Uncle Vanya (3 of 21)
ACT I (CONT'D)ASTROFF. Is she faithful to him?
VOITSKI. Yes, unfortunately she is.
ASTROFF. Why unfortunately?
VOITSKI. Because such fidelity is false and unnatural, root and branch. It sounds well, but there is no logic in it. It is thought immoral for a woman to deceive an old husband whom she hates, but quite moral for her to strangle her poor youth in her breast and banish every vital desire from her heart.
TELEGIN. [In a tearful voice] Vanya, I don't like to hear you talk so. Listen, Vanya; every one who betrays husband or wife is faithless, and could also betray his country.
VOITSKI. [Crossly] Turn off the tap, Waffles.
TELEGIN. No, allow me, Vanya. My wife ran away with a lover on the day after our wedding, because my exterior was unprepossessing. I have never failed in my duty since then. I love her and am true to her to this day. I help her all I can and have given my fortune to educate the daughter of herself and her lover. I have forfeited my happiness, but I have kept my pride. And she? Her youth has fled, her beauty has faded according to the laws of nature, and her lover is dead. What has she kept?
HELENA and SONIA come in; after them comes MME. VOITSKAYA carrying a book. She sits down and begins to read.
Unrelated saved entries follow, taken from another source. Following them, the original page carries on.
PR #435, opened 2019-05-06
Add types to Stores

SebastienGllmt:
This is the workflow for Yoroi

UI -> Actions -> Stores -> API

People may not remember, but actually we have no types for any of the 3 arrows above connecting the 4 components (this is historically because Daedalus has no types at all and I did some work to add types but I didn't cover the whole codebase)

Since we will do a lot of refactoring of the API structure, I want types to avoid accidentally breaking everything. Unfortunately, since Flow is really bad at generics among other things, this whole thing is kind of a mess.

### DIFF
--- a/app/api/ada/adaWallet.js
+++ b/app/api/ada/adaWallet.js
@@ -156,7 +156,7 @@ export function createAdaHardwareWallet({
 }
 
 /** Wrapper function to create new mnemonic according to bip39 */
-export const generateAdaAccountRecoveryPhrase = () => (
+export const generateAdaAccountRecoveryPhrase: void => Array<string> = () => (
   generateAdaMnemonic()
 );
 
--- a/app/api/ada/adaWallet.js
+++ b/app/api/ada/adaWallet.js
@@ -30,10 +30,6 @@ import type {
   AdaWalletMetaParams,
   AdaHardwareWalletParams,
 } from './adaTypes';
-import type {
-  ChangeAdaWalletSpendingPasswordParams,
-  AdaWalletRecoveryPhraseResponse,
-} from './index';
 import {
   getUTXOsSumsForAddresses
 } from './lib/yoroi-backend-api';
@@ -160,7 +156,7 @@ export function createAdaHardwareWallet({
 }
 
 /** Wrapper function to create new mnemonic according to bip39 */
-export const generateAdaAccountRecoveryPhrase = (): AdaWalletRecoveryPhraseResponse => (
+export const generateAdaAccountRecoveryPhrase = () => (
   generateAdaMnemonic()
 );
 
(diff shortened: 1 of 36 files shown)


app/api/ada/adaWallet.js
```diff
@@ -160,7 +156,7 @@ export function createAdaHardwareWallet({
 }
 
 /** Wrapper function to create new mnemonic according to bip39 */
-export const generateAdaAccountRecoveryPhrase = (): AdaWalletRecoveryPhraseResponse => (
+export const generateAdaAccountRecoveryPhrase = () => (
```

Some one hands her a glass of tea which she drinks without looking up.
SONIA. [Hurriedly, to the nurse] There are some peasants waiting out there. Go and see what they want. I shall pour the tea. [Pours out some glasses of tea.]
MARINA goes out. HELENA takes a glass and sits drinking in the hammock.
ASTROFF. I have come to see your husband. You wrote me that he had rheumatism and I know not what else, and that he was very ill, but he appears to be as lively as a cricket.
HELENA. He had a fit of the blues yesterday evening and complained of pains in his legs, but he seems all right again to-day.
ASTROFF. And I galloped over here twenty miles at break-neck speed! No matter, though, it is not the first time. Once here, however, I am going to stay until to-morrow, and at any rate sleep _quantum satis._
SONIA. Oh, splendid! You so seldom spend the night with us. Have you had dinner yet?
ASTROFF. No.
SONIA. Good. So you will have it with us. We dine at seven now. [Drinks her tea] This tea is cold!
TELEGIN. Yes, the samovar has grown cold.
HELENA. Don't mind, Monsieur Ivan, we will drink cold tea, then.
TELEGIN. I beg your pardon, my name is not Ivan, but Ilia, ma'am--Ilia Telegin, or Waffles, as I am sometimes called on account of my pock-marked face. I am Sonia's godfather, and his Excellency, your husband, knows me very well. I now live with you, ma'am, on this estate, and perhaps you will be so good as to notice that I dine with you every day.
SONIA. He is our great help, our right-hand man. [Tenderly] Dear godfather, let me pour you some tea.
MME. VOITSKAYA. Oh! Oh!
SONIA. What is it, grandmother?
MME. VOITSKAYA. I forgot to tell Alexander--I have lost my memory--I received a letter to-day from Paul Alexevitch in Kharkoff. He has sent me a new pamphlet.
ASTROFF. Is it interesting?
MME. VOITSKAYA. Yes, but strange. He refutes the very theories which he defended seven years ago. It is appalling!
VOITSKI. There is nothing appalling about it. Drink your tea, mamma.
MME. VOITSKAYA. It seems you never want to listen to what I have to say. Pardon me, Jean, but you have changed so in the last year that I hardly know you. You used to be a man of settled convictions and had an illuminating personality---
VOITSKI. Oh, yes. I had an illuminating personality, which illuminated no one. [A pause] I had an illuminating personality! You couldn't say anything more biting. I am forty-seven years old. Until last year I endeavoured, as you do now, to blind my eyes by your pedantry to the truths of life. But now--Oh, if you only knew! If you knew how I lie awake at night, heartsick and angry, to think how stupidly I have wasted my time when I might have been winning from life everything which my old age now forbids.